The American Fur Company was created in 1808 when the State of New York granted a charter to John Jacob Astor, a very prosperous young German immigrant.  With the outcome of the War of 1812 and the expulsion from United States territory the British traders who had been operating south of the border with Canada, the American Fur Company grew rapidly and began to absorb many of the smaller trading concerns.  While American gun makers were fully capable of manufacturing the classic Northwest Trade Gun, readily identifiable by the serpent side plate, the Indians to whom the guns were marketed had a decided preference for British-made guns because of their past experience with those guns during the years the British companies dominated the North American trade.   

As a close friend who was a successful trader on Wall Street once advised me, “when the ducks quack, feed ‘em”.  Astor was a wise business man and recognizing the market demand, he established strong relationships with the British gun makers.  From surviving American Fur Company records in the New York Historical Society, it is known that the Astor regularly ordered Northwest Trade Guns from British makers - among others, specifically the firm W. Chance & Son, of Birmingham.    

The Northwest Trade Guns made for the American Fur Company incorporated the same style “viewers mark” or inspector’s stamp in the center of the lock plate as were used on the guns made for the British Hudson Bay Company – that of a small rectangular recess rounded at the top like a tombstone of the period which contained a seated fox facing left. The only appreciable difference between the HBC viewers mark and the mark applied to the AFC guns were the initials below the fox.  The HBC viewers stamp included “EB” for Edward Bond, viewer for the HBC, and the AFC viewers stamp included the initials seen on this lock, “IA” for Jacob Astor.   In terms of survival rates, guns identified to the American Fur Company seem to have survived in far fewer numbers than those identified to the Hudson Bay Company, hence making the American Fur Company guns more difficult to find and more desirable. 

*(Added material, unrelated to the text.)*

Issue #181, opened 2016-11-19
Export the components that underly the build of Axes, GridLines, Plots, etc.


alee8:
Seems like a great way to build on the existing components for custom purposes.  I certainly have a desire to do so.  For example, custom XYPlot, X/YAxis, Vertical/HorizontalGridLines.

As a historical aside, “J’s” were commonly represented by an “I” simply because the lower hook of the “J” was difficult to fashion into the stamp and the fragile bend of the hook likely did not survive repeated strikes.  The simple straight line of the “I” was more durable and was accepted as representing a “J” in the common usage.  (As an example, the US Army omitted “J” from the company designations within a regiment, instead extending the lettering of companies to include “M” as the replacement.)   

This lock is in excellent condition - complete, fully functional, with a very crisp action.  The lock plate, hammer, and frizzen are overall smooth with no pitting.  There is some pitting to the internal surfaces, but nothing which affects the integrity or function of the lock.   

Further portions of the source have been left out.